A Vision for a National Data and Software Cyberinfrastructure

During my term as an NSF program director in the Office of Advanced Cyberinfrastructure between 2020-2022, I had the opportunity to lead the development of NSF’s Blueprint for a National Data and Software Cyberinfrastructure. This blueprint document is publicly available to the community and provides a forward-looking vision for a robust, secure, trusted, performant, scalable, and sustainable data and software cyberinfrastructure (Data and Software CI) ecosystem to enable and accelerate science and engineering research.

This blueprint was prepared based on a comprehensive analysis of existing NSF programs and a wide range of input from the community via advisory bodies, requests for information (such as Data-Focused Cyberinfrastructure Needed to Support Future Data-Intensive Science and Engineering Research and Future Needs for Advanced Cyberinfrastructure to Support Science and Engineering Research), community surveys (such as NSF CSSI Community Survey), and several NSF-funded workshops (such as Community Visioning Workshop on the Future Direction of the CSSI Program and NSF CSSI PI Workshop). 

Key Elements of the Envisioned National Data and Software CI Ecosystem

In this blueprint, the key elements of the envisioned national Data and Software CI ecosystem (as outlined in Figure 1) are listed as follows:

Figure 1: Key elements of the envisioned national Data and Software CI ecosystem to transform data into knowledge and discovery.

Seamless Data Access and Sharing.  The report highlights that smart data placement and seamless data access, transfer, streaming, and sharing services that would support the computing continuum from the micro level (e.g., edge devices, sensors, IoT) to the macro level (e.g., data centers, clouds, supercomputers) and enable access to data anywhere, anytime, from any device is a pressing necessity. This could be done either by taking the generated data, filtering/transforming them, and proactively moving them to locations where they will be processed (in-situ or offline) or by moving the computation to where the relevant data are located. Since data are the core of research and insight for a broad set of academic disciplines, fast and seamless access to data in a usable form becomes critical for innovative research and educational programs across science and engineering domains.
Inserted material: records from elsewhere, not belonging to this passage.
PR #341, opened 2017-05-17
added hostConfig tools for SCSS

danmarshall:
These tools will allow SCSS developers to integrate HostConfig styling into their SCSS pipeline.
There are 2 tools, *json-to-scss* and *scss-to-json* for a complete roundtrip.


source/tools/hostConfig/json-to-scss/test.js
```diff
@@ -0,0 +1,179 @@
...
+            right: 8,
+            bottom: 8
+        }
+    },
+    container: {
+        separation: {
+            spacing: 8
+        },
+        normal: {
+        },
```
danmarshall: I need to add a default into normal so it isn't empty

Issue #346, opened 2017-05-17
Remove isSelected from schema


dsanvita:
The Choice schema has an isSelected property, but this is not implemented in the HTML renderer.

https://github.com/Microsoft/AdaptiveCards/pull/347

dclaux:
There shouldn't be an isSelected property. This has already been discussed; just like any other input, the only way to pre-select a value (or several in the case of ChoiceSet) is to include the "value" property in the payload in the same format a client application would expect it at runtime, e.g. a comma-separated list of values. For instance, "1,2,3" where 1, 2 and 3 are three valid choice values in the ChoiceSet.

This issue should be changed into "Remove isSelected from schema."

matthidinger:
Thanks David, I'll take this on myself to update

matthidinger:
This is done

PR #347, opened 2017-05-17
Set isSelected property of choice input in html renderer

dsanvita:
https://github.com/Microsoft/AdaptiveCards/issues/346

### DIFF
--- a/source/html/renderer/src/card-elements.ts
+++ b/source/html/renderer/src/card-elements.ts
@@ -470,7 +470,7 @@ export class FactSet extends CardElement {
             return this.speak + '\n';
         }
 
-        // render each fact 
+        // render each fact
         let speak = null;
 
         if (this.facts.length > 0) {
@@ -839,6 +839,7 @@ export class ToggleInput extends Input {
 export class Choice {
     title: string;
     value: string;
+    isSelected: boolean;
 }
 
 export class ChoiceSetInput extends Input {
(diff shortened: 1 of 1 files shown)


dclaux:
This is by design. To pre-select a choice, you need to set the value of the input in the JSON payload to one of the Choice input's values. There is no isSelected property on choice.

source/html/renderer/src/card-elements.ts
```diff
@@ -839,6 +839,7 @@ export class ToggleInput extends Input {
 export class Choice {
     title: string;
     value: string;
+    isSelected: boolean;
```
dclaux: This is not the design. To pre-select a choice, set the Choice input's value property to one of it's choices value. This is the value pre-selection/default value is done for all input types.

dsanvita: I found the isSelected property in the Docs: http://adaptivecards.io/explorer/#InputChoiceSet
The docs do not mention ChoiceSet as having a value.

Do the docs need to be updated?

source/html/renderer/src/card-elements.ts
```diff
@@ -470,7 +470,7 @@ export class FactSet extends CardElement {
             return this.speak + '\n';
```
dclaux: Yes, I think there is a mistake in the doc. I'll discuss with the team, thanks for reporting.

dsanvita: Also, I don't think the default value is implemented yet in the HTML renderer for Input.ChoiceSet

dclaux: You are correct. Let me double-check that isSelected is indeed not the design as the implementation will depend on that. I'll get back to you.

dclaux: Still checking with the team, but in the meantime I made the change to honor the default value property. Again thanks for noticing!

PR #351, opened 2017-05-17
Handle Popup action mode and styling for ShowCard Actions.

RebeccaAnne:


source/uwp/Renderer/lib/AdaptiveActionEventArgs.h
```diff
@@ -3,18 +3,20 @@
...
         HRESULT RuntimeClassInitialize();
-        IFACEMETHODIMP get_ActionType(_Out_ ABI::AdaptiveCards::XamlCardRenderer::ActionType* actionType);
-    };
+        HRESULT RuntimeClassInitialize(ABI::AdaptiveCards::XamlCardRenderer::IAdaptiveActionElement* action);
+
+        // IAdaptiveActionEventArgs
+        IFACEMETHODIMP get_Action(ABI::AdaptiveCards::XamlCardRenderer::IAdaptiveActionElement** action);
 
-    ActivatableClass(AdaptiveSubmitActionEventArgs);
+        Microsoft::WRL::ComPtr<ABI::AdaptiveCards::XamlCardRenderer::IAdaptiveActionElement> m_action;
```
riarenas: >Microsoft::WRL::ComPtr<ABI::AdaptiveCards::XamlCardRenderer::IAdaptiveActionElement> m_action [](start = 8, length = 93)

Is this public for a reason?

riarenas:
>     void XamlBuilder::BuildActions(

This function is getting rather long. Do you think we'd benefit by splitting into one different method for each action type, and have this one call into those?

---
Refers to: source/uwp/Renderer/lib/XamlBuilder.cpp:561 in 0789e1b. [](commit_id = 0789e1b1bc30ef68c883dbcd5eb50ef16d0967de, deletion_comment = False)

riarenas:
>     void XamlBuilder::BuildActions(

I'm fine if that is out of scope for this change and we just create a bug/issue so we can at least discuss it.

---
In reply to: [302740803](https://github.com/Microsoft/AdaptiveCards/pull/351#issuecomment-302740803) [](ancestors = 302740803)

---
Refers to: source/uwp/Renderer/lib/XamlBuilder.cpp:561 in 0789e1b. [](commit_id = 0789e1b1bc30ef68c883dbcd5eb50ef16d0967de, deletion_comment = False)

source/uwp/Renderer/lib/AdaptiveActionEventArgs.h
RebeccaAnne: Nope.  Fixed.

---
In reply to: [117513390](https://github.com/Microsoft/AdaptiveCards/pull/351#discussion_r117513390) [](ancestors = 117513390)

RebeccaAnne:
>     void XamlBuilder::BuildActions(

I agree that this function is too long, but much of it is shared.  The most obvious candidate for refactoring is the piece where we render the show card.  I'll go ahead and pull that into a separate function and see how that looks, and i'll keep an eye on further refactoring as i add the rest of the implementation for other actions.

---
In reply to: [302741440](https://github.com/Microsoft/AdaptiveCards/pull/351#issuecomment-302741440) [](ancestors = 302741440,302740803)

---
Refers to: source/uwp/Renderer/lib/XamlBuilder.cpp:561 in 0789e1b. [](commit_id = 0789e1b1bc30ef68c883dbcd5eb50ef16d0967de, deletion_comment = False)

Issue #331, opened 2017-05-15
UWP renderer fails to render image with "person" style unless "size" property provided


anbare:
In the UWP renderer, if you're using an image with "person" style, and you don't manually specify the size of the image, it fails to render. Non-person images render fine without the style provided.

```json
{
	"$schema": "http://adaptivecards.io/schemas/adaptive-card.json",
	"type": "AdaptiveCard",
	"body": [
		{
			"type": "ColumnSet",
			"columns": [
			    {
			        "type": "Column",
			        "items": [
        			    {
        			        "type": "Image",
        			        "url": "https://unsplash.it/64?image=1027",
        			        "style": "person"
        			    }
		            ]
			    }
		    ]
		}
	]
}
```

Privacy, Security and Integrity. While sharing data and code within and across public and private sectors is a critical aspect of collaborative scientific discovery, issues of data and code integrity, privacy and security are paramount in this process. Emerging domains like edge computing, confidential cloud computing, and secure distributed computation introduce new security vulnerabilities and privacy concerns especially when designed explicitly for, and operated at, extreme scale. These issues must be addressed to ensure controlled and proper dissemination of data and code in order to ensure trust among the various stakeholders.

Integration, Interoperability and Reusability. A broad class of new science and engineering applications must deal with data and software from multiple sources that may be heterogeneous in a variety of ways, such as the type, syntax and semantics of the data, the quality of the data, the platform and interfaces of the software, and the policy regime under which the data and software were produced and by which they can be used. Developing robust, scalable and flexible solutions that would provide interoperability between these intrinsically diverse and disparate data and software components is a key requirement for the science and engineering applications which depend on them. 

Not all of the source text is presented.